Start of Data listing
PR #919, opened 2023-02-21
fix(driver): fix build on linux-6.2

hhoffstaette:
**What type of PR is this?**

/kind bug

**Any specific area of the project related to this PR?**

/area driver-kmod

**What this PR does / why we need it**:

Attributes in "struct device*" are const since kernel-6.2, so add a matching prototype for ppm_devnode().

**Which issue(s) this PR fixes**:

Fixes #918 

**Special notes for your reviewer**:

Not sure about the driver version/ABI compatibility. Shouldn't impact ABI but then I don't really know whether a driver built for 6.1 is expected to work on 6.2. :shrug: 

```release-note
fix(driver): fixed kmod build on kernel >= 6.2
```

PR #920, opened 2023-02-22
chore: improve ci driverkit tests

FedeDP:
**What type of PR is this?**

/kind feature

/area CI

Adds a new test on the build-driverkit job:
* test a linux 6.2 build (that will fail until #919 is merged)

It also moves driverkit tests to use a matrix strategy.

Moreover, this adds a daily cron job that tests the build against latest kernel available on archlinux, just to make sure we catch new kmod issues asap.
It can also be triggered manually passing an optional kernel release as input string.

Fixes #

```release-note
NONE
```


FedeDP:
As written in the OP, the job is failing (i added a PR trigger just to test it): https://github.com/falcosecurity/libs/actions/runs/4241349959/jobs/7371454172

But it is working fine! :)

hhoffstaette:
Maybe use 6.1 instead of 6.0 since it's LTS and 6.0 is already EOL?

.github/workflows/ci.yml
```diff
@@ -281,6 +281,14 @@ jobs:
...
         run: |
           driverkit docker --kernelrelease 5.19.12-arch1-1 --target arch --output-module /tmp/libs.ko --output-probe=/tmp/libs.o --driverversion $GITHUB_SHA --loglevel debug  --kernelurls https://download.falco.org/fixtures/libs/linux-headers-5.19.12.arch1-1-x86_64.pkg.tar.zst
+      
+      - name: Test driver build on linux 6.x
+        run: |
+          driverkit docker --kernelrelease 6.0.8.arch1-1 --target arch --output-module /tmp/libs.ko --output-probe=/tmp/libs.o --driverversion $GITHUB_SHA --loglevel debug
+          
+      - name: Test driver build on linux 6.2 # introduced API break, see https://github.com/falcosecurity/libs/pull/919
+        run: |
+          driverkit docker --kernelrelease 6.2.arch1-1 --target arch --output-module /tmp/libs.ko --output-probe=/tmp/libs.o --driverversion $GITHUB_SHA --loglevel debug
```
Molter73, line 291: We only have one step per major release for all others, maybe we just want to keep the latest here? (at least after we merge the fix for it).

Also, we might want to consider refactoring this job to use a matrix strategy, that way we might be able to configure it in an easier manner AND run them in parallel.

.github/workflows/latest-kernel.yml
```diff
@@ -0,0 +1,43 @@
+name: Test build latest kernel available in archlinux
```
Molter73, line 1: This is awesome! Wonder if there's some way that we could get active notifications from the scheduled job, say as notifications to a slack channel for example. If we can't get active notifications we might end up not paying attention to it and having it silently fail in the background.

.github/workflows/latest-kernel.yml
```diff
@@ -0,0 +1,43 @@
...
+        uses: actions/checkout@v3
+        with:
+          repository: 'archlinux/svntogit-packages'
+          ref: 'packages/linux'
+          path: 'linux'
+    
+      - name: Fetch latest kernel available on archlinux
+        id: latest-version
+        run: |
+          if [ "${{ inputs.print_tags }}" = "" ]; then
```
Molter73, line 30: I don't see any `print_tags` in the inputs section, am I missing something?

.github/workflows/latest-kernel.yml
```diff
@@ -0,0 +1,43 @@
...
+            line=$(grep "pkgrel" PKGBUILD | head -n1)
+            kver=${line#*=}
+            echo "latest_vers=${krel}-${kver}" >> $GITHUB_OUTPUT
+          else
+            echo "latest_vers=${{ inputs.print_tags }}" >> $GITHUB_OUTPUT
+          fi
+          
+      - name: Test kmod build on latest linux with driverkit
+        run: |
+          driverkit docker --kernelrelease ${{ steps.latest-version.outputs.latest_vers }} --target arch --output-module /tmp/libs.ko --loglevel debug
```
Molter73, line 43: Could we add the `--output-probe` for this as well?

.github/workflows/latest-kernel.yml
FedeDP: Ops wrong name!

.github/workflows/latest-kernel.yml
FedeDP: I am not sure :/ for now, i think it's ok to check latest master CI result!

Molter73: That's fine, it just feel like extra work because someone needs to actively go check the scheduled run on the `Actions` section (AFAIK the schedule event doesn't get reflected on the master branch check)

.github/workflows/ci.yml
```diff
@@ -260,27 +260,39 @@ jobs:
...
+            target: centos
+            kernelurls: https://download.falco.org/fixtures/libs/kernel-devel-4.18.0-305.25.1.el8_4.x86_64.rpm
+          - name: linux-5.x
+            kernelrelease: --kernelrelease 5.19.12-arch1-1
+            target: arch
+            kernelurls: https://download.falco.org/fixtures/libs/linux-headers-5.19.12.arch1-1-x86_64.pkg.tar.zst
+          - name: linux-6.x
+            kernelrelease: --kernelrelease 6.2.arch1-1
+            target: arch
+            kernelurls: https://download.falco.org/fixtures/libs/linux-headers-6.2.arch1-1-x86_64.pkg.tar.zst
```
FedeDP, line 286: This is missing for now.
/hold until it gets uploaded :)

.github/workflows/latest-kernel.yml
FedeDP: I also added `--output-probe` to ci `build-libs-driverkit` job.

.github/workflows/ci.yml
FedeDP: Done!

Molter73 (dismissed):
/lgtm

FedeDP:
I need to drop latest commit that is just for testing :)

.github/workflows/ci.yml
FedeDP: /unhold

Molter73 (approved):
/lgtm

Andreagit97 (approved):
/approve 
thank you!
End of Data listing
**What the task requires:** Exact reproduction is required: output the lines from the start of the entries above through the line with "It also moves".

**The completed task:**
PR #919, opened 2023-02-21
fix(driver): fix build on linux-6.2

hhoffstaette:
**What type of PR is this?**

/kind bug

**Any specific area of the project related to this PR?**

/area driver-kmod

**What this PR does / why we need it**:

Attributes in "struct device*" are const since kernel-6.2, so add a matching prototype for ppm_devnode().

**Which issue(s) this PR fixes**:

Fixes #918 

**Special notes for your reviewer**:

Not sure about the driver version/ABI compatibility. Shouldn't impact ABI but then I don't really know whether a driver built for 6.1 is expected to work on 6.2. :shrug: 

```release-note
fix(driver): fixed kmod build on kernel >= 6.2
```

PR #920, opened 2023-02-22
chore: improve ci driverkit tests

FedeDP:
**What type of PR is this?**

/kind feature

/area CI

Adds a new test on the build-driverkit job:
* test a linux 6.2 build (that will fail until #919 is merged)

It also moves driverkit tests to use a matrix strategy.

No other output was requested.